Incidentally, some towns, such as Davis, won't even allow Wal-Mart to move in. I hope to god it stays that way although Gap is already here.
I'm on just about every liberal mailing list in existence... including the National Organization for Women (NOW) mailing list. A few weeks ago I got an interesting mailing from them.
It seems that Wal-Mart is refusing to carry the RU-486 abortion drug. This probably wouldn't happen in any other large chain store of this type, but Wal-Mart is owned privately by a family of right-wing republican conservatives who absolutely oppose the right to choose. This is very unfortunate, since in many small towns Wal-Mart may be the only place women can go for uncommon perscription drugs. For this reason, combined with their music censorship policy, I refuse to shop there.
If you're considering working for Wal-Mart, read a book called Nickel and Dimed: On (Not) Getting By in America by Barbara Ehrenreich. She worked as a sales clerk at a Minneapolis, Minnesota Wal-Mart in the process of researching this book about what it's like to try to survive on poverty-level wages. She documents oppressive, dehumanizing surveillance from management and fellow co-workers who were teetering on the edge of homelessness.
Many others have criticized Wal-Mart's treatment of its employees, particularly for its low pay, substandard benefits, and abuse of employment laws.
The Coalition of Labor Union Women (CLUW) reports that although Wal-Mart made $191 billion in 2002 in U.S. sales alone, its employees made $2 to $3 less per hour than union employees in equivalent positions at other retailers. Furthermore, Wal-Mart's health insurance is so expensive that less than 40% of their employees participate in the plan.

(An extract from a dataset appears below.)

PR #512, opened 2026-07-24
feat(editor): raw ProseMirror + Yjs live editor

raunakab:
## Summary

Replaces the wiki's live editor (Tiptap + OT-based buffer/version CAS) with **AgentWikiEditor**, built directly on `prosemirror-model`/`prosemirror-state`/`prosemirror-view` with `y-prosemirror` wired in by hand — no Tiptap dependency (open-core/paid-tier model was the reason to drop it). Live sync moves from the OT buffer store to a Yjs CRDT doc.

A 2004 study by UC Berkeley's Labor Center revealed that the State of California paid out $86 million in welfare and other public assistance to Wal-Mart workers in 2001.
The report says:
Wal-Mart workers' reliance on public assistance due to substandard wages and benefits has become a form of indirect public subsidy to the company. Reliance by Wal-Mart workers on public assistance programs in California comes at a cost to the taxpayers of an estimated $86 million annually; this is comprised of $32 million in health-related expenses and $54 million in other assistance.
Wal-Mart workers' reliance on public assistance due to substandard wages and benefits has become a form of indirect public subsidy to the company.

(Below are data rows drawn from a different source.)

PR #515, opened 2026-07-24
feat(automanage): proposal identity fields — dedup_key, doc_ids, revive history (schema)

Bo-Onyx:
Schema + field setup for the dedup model on the **Wiki Auto Management — Dedup** design page — split per review so the DB shape merges independently; the component that computes/consumes these lands in the stacked follow-up.

## Columns on `change_proposals` (migration `f4b7e2a9c1d5`, inspector-guarded)
- **`dedup_key`** (indexed) — the canonical identity string: `detector | op | doc-id terms | premise`. The cooldown scope is its content-free prefix — deliberately **not** a second column (derivable by construction; the follow-up queries it with `starts_with`).
- **`doc_ids`** — `{stable doc id: path at emit}`: which *documents* the proposal is about, keyed by the stable term so nothing can index it by a since-moved path; `base_shas`'s identity twin. Backs future per-document queries (JSONB key-existence).
- **`revive_count`** (default 0) + **`last_emitted_at`** — revival history; "keeps coming back" is not reconstructable after the fact.

## Draft-side field
`ProposalDraft.premise` — the detector-owned identity term (identity-side twin of `validate()`): body-dup stamps the shared blob, template-echo the matched template body; structural detectors none.

All inert in this PR: `create()` persists the fields; nothing computes or reads them yet. Snapshot semantics throughout — resolved at emit while path↔id bindings are true, never updated after (same philosophy as `base_shas` / `acl_fingerprint_before`).

Roundtrip tests only; behavior tests ride with the component. Follow-up: **#516** (Deduper: carry/reject-forever/revive/subject-cooldown + runner wiring).


Bo-Onyx:
Evolved during design review with Bo (three commits since the description):

- **`doc_ids` column** — the identity snapshot first-class, **keyed by doc id** with the emit-time path as label (a path-keyed map invites indexing by a since-moved path; id-keyed also makes "proposals about doc X" a JSONB key-existence query for the future overlap prefilter).
- **`emit_count` / `last_emitted_at`** — revival otherwise erases its own history; "keeps coming back" feeds the reviewer surface and detector-precision stats and is not reconstructable later.
- Docstring: key strings make detector names and op values **durable identifiers** — renames require a data migration over stored keys.

Schema-stability audit against the specced roadmap (reconciliation/selection, impressions+digest, variant gate, ranking): the remaining foreseeable changes to this table are one optional GIN index on `doc_ids` and at most two nullable columns whose semantics aren't designed yet; per-user notification state deliberately goes to its own table.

Reliance by Wal-Mart workers on public assistance programs in California comes at a cost to the taxpayers of an estimated $86 million annually; this is comprised of $32 million in health-related expenses and $54 million in other assistance.

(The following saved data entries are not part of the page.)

PR #516, opened 2026-07-24
feat(automanage): dedup component — carry, reject-forever, revive, cooldown

Bo-Onyx:
The dedup behavior on top of #515's identity fields — **pure identity**, per review: the post-rejection cooldown was pulled back out (it's a *selection*-step concern per the Dedup design page — "still detected and persisted, but unselectable" — and lands with the reconciliation/selection work, not as a dedup skip).

## `app/wiki/automanage/dedup.py`
A per-run `Deduper` decides each draft against the ledger by exact identity (`dedup_key` = detector | op | doc-id terms | premise):

- **CREATE** — new finding, persist (keys + `doc_ids` stamped).
- **SKIP_LIVE** — a pending/approved/applied row owns the finding: carried.
- **SKIP_REJECTED** — same ask was declined: never again.
- **REVIVE** — a stale/expired row returns to pending, whole operational face refreshed from the re-detected draft (**paths included** — identity followed the documents across moves, so the row must describe them where they live now), `revive_count`/`last_emitted_at` updated. Stale-from-approved revives to *pending*. Guarded transition; racing approvals lose cleanly.

## Wiring
Runner: `decide()` gates emit; REVIVE counts as emitted. Legacy path-based draft key renamed `legacy_dedupe_key` (one letter from the column otherwise) — computed, never stored — and kept as a transitional belt so pre-`dedup_key` rows keep blocking; retires by code deletion once the ledger drains or a one-shot key backfill lands.

## Verified
11 behavior tests (identity across renames via doc ids, reserved-name fallback, reject-forever, new-premise-after-rejection creates at dedup level, revival with same id + refreshed paths/anchors at unit and real-sweep level, applied-blocks-re-emit, cross-detector separation). Live-verified on the dev stack: emit → carry (0) → stale → revive (same id, refreshed run) → reject → silent forever.

Future slots: selection/invalidation + the subject cooldown reuse these keys (`starts_with` on the `dedup_key` prefix); the rejected-variant LLM gate is one more `DedupAction` branch.

### DIFF
--- a/backend/app/db/migrations/versions/b8d3f6a1c9e7_stale_unkeyed_pendings.py
+++ b/backend/app/db/migrations/versions/b8d3f6a1c9e7_stale_unkeyed_pendings.py
@@ -1,0 +1,67 @@
+"""Retire path-dedup-era pendings; make dedup_key unique.
+
+Revision ID: b8d3f6a1c9e7
+Revises: f4b7e2a9c1d5
+
+Rows created before dedup_key existed can't be matched by the identity
+dedup component; a pending one would get a keyed duplicate minted beside
+it on the first post-deploy sweep. Stale them instead — the sweep
+re-detects whatever is still true and re-creates it under identity keys
+(stale is the designed retry path). Approved/applied/rejected rows are
+left alone: approvals execute momentarily, and history is history.
+"""
+
+from __future__ import annotations
+
+import sqlalchemy as sa
+from alembic import op
+
+revision: str = "b8d3f6a1c9e7"
+down_revision: str | None = "f4b7e2a9c1d5"
+branch_labels: str | None = None
+depends_on: str | None = None
+
+
+def upgrade() -> None:
+    # One finding = one row, structurally (partial: legacy NULL keys exempt).
+    # Replaces the plain index from f4b7e2a9c1d5; if_not_exists because
+    # 0001_initial materializes model metadata on fresh installs.
+    op.drop_index(
+        "idx_change_proposals_dedup_key",
+        table_name="change_proposals",
+        if_exists=True,
+    )
+    op.create_index(
+        "ux_change_proposals_dedup_key",
+        "change_proposals",
+        ["dedup_key"],
+        unique=True,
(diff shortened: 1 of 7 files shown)


Bo-Onyx:
Valid catch — fixed in the latest push. `revive()` now refreshes the full operational face from the re-detected draft, **paths included**: identity followed the documents across the move (doc ids), so the revived row describes them where they live now — `source_paths`/`target_paths` and the `base_shas` keys stay aligned, the banner shows real paths, and the executor's per-path anchor lookups hit. New test pins the move-then-revive scenario end to end.

Bo-Onyx:
Two more review-driven changes folded into the commit:

1. **`legacy_dedupe_key` is gone entirely** — instead of carrying the transitional path-based belt, a data migration stales the (pre-key) pending rows with reason "superseded — re-detected under identity dedup keys"; the next sweep re-creates whatever is still true under proper keys (stale is the designed retry path, and no notification system exists yet, so re-keying costs nothing). Rejected/applied legacy history is left untouched. The old property, `taken_dedupe_keys`, and the runner belt are deleted — no "temporary" code to fossilize.

2. **One finding = one row is now structural** — `dedup_key` gets a partial unique index (NULL-exempt for legacy rows), same philosophy as the sweep-slot index: a duplicate insert (a bug, or a future concurrent-trigger race) fails loudly instead of silently forking a finding's history. Test pins the IntegrityError.

Bo-Onyx:
@greptile

Bo-Onyx:
Accurate observation, deliberate behavior — documented at the decision site now. Dedup is pure identity: a new premise on recently rejected pages CREATEs immediately **by design** (pinned by `test_new_premise_is_a_new_finding_even_after_rejection`). The post-rejection cooldown was deliberately moved out of dedup: per the Dedup design page it's a *selection*-step semantics ("detected and **persisted**, but unselectable") — a dedup-level skip couldn't even express it, since skipping doesn't persist. It ships with the reconciliation/selection PR. Interim exposure is bounded: triggering it requires the same pages to re-acquire a *different* identical-content premise right after a rejection, and each new premise can ask at most once.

The National Organization for Women in 2002 called the company "a Merchant of Shame", accusing them of sex discrimination in their pay scales and promotions and for violating child labor laws and the Americans with Disabilities Act.
States such as Texas and Washington have penalized the company for abuses such as underpaying and unfairly firing workers. Class-action lawsuits were recently filed in 23 states over Wal-Mart's bullying people into working overtime without pay. Other people have sued over the company refusing to pay medical bills for on-the-job injuries.
If you're considering shopping at Wal-Mart, be wary of their layaway plan. Turns out that they consider an item to have been purchased the day you make your first down payment, not the day you take your brand-new item home from the store.
Why is this a problem? Say you've had an expensive TV on layaway for six months. You take it home, and the next day the picture tube goes out. You take it back to the store, and try to exchange it. They won't take it back; according to store policy, the TV you took home the day before is 6 months old and no longer subject to their return policy.
In most cases your warranty is still intact, of course, but you're then facing a much longer turnaround time and possibly expensive shipping charges.